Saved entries
----------------
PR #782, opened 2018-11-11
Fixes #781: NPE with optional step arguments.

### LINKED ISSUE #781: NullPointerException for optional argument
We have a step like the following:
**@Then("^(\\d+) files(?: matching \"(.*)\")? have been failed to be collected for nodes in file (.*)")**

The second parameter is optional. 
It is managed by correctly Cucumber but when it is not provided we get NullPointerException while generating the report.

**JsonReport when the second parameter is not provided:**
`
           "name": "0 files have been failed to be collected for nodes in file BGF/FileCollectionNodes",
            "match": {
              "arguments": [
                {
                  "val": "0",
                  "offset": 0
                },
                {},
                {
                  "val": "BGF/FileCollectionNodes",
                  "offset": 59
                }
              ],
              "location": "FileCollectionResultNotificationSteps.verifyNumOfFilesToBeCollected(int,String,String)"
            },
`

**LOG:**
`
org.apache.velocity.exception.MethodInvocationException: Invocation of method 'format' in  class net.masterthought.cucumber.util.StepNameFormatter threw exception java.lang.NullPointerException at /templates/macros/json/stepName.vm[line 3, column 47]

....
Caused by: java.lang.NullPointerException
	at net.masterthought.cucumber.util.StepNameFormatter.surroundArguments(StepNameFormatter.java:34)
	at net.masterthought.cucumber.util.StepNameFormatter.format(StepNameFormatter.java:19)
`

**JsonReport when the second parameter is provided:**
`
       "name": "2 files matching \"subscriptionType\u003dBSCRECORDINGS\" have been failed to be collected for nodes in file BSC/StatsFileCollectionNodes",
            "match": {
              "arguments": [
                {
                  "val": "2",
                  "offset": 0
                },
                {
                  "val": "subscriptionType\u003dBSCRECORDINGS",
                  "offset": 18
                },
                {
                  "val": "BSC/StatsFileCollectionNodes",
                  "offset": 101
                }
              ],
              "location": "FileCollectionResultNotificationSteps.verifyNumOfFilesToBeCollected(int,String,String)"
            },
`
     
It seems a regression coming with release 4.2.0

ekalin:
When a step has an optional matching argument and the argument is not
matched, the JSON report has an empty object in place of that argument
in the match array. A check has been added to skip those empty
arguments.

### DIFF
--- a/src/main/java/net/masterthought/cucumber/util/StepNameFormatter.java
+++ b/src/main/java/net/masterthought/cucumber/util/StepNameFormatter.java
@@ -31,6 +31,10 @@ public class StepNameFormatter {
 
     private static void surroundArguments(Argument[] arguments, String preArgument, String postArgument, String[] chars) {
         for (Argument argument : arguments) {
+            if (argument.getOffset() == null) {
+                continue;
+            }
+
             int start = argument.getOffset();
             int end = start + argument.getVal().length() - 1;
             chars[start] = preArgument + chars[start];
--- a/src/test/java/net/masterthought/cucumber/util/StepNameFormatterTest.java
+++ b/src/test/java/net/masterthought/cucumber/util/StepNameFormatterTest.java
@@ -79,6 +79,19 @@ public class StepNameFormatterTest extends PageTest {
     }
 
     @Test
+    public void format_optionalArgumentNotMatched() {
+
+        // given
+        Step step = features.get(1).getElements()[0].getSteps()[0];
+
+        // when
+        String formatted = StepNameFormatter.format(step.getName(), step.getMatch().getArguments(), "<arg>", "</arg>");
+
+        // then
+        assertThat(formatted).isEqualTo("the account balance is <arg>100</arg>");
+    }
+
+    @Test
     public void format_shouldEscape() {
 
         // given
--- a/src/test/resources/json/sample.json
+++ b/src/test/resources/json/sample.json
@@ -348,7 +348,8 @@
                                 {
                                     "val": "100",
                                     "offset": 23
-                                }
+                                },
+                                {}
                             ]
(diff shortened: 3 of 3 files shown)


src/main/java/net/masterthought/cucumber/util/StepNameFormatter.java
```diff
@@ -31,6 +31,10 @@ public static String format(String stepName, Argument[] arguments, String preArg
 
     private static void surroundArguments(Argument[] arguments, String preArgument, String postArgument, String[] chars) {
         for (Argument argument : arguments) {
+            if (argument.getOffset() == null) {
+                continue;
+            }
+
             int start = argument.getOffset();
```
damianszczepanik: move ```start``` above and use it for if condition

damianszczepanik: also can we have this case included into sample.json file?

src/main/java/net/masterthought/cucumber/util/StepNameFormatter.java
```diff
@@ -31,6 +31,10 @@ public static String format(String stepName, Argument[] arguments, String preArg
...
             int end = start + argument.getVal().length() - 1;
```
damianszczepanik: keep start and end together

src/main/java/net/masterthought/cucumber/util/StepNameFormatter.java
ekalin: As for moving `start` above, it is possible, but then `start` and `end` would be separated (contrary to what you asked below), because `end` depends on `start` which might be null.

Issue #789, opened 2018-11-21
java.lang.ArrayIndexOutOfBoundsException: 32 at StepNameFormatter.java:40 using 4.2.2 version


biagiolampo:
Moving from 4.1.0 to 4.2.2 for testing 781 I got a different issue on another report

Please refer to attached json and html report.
----------------
Say how many lines in the entries above contain the string "second", offering no other words.

▶ Answer to this task
3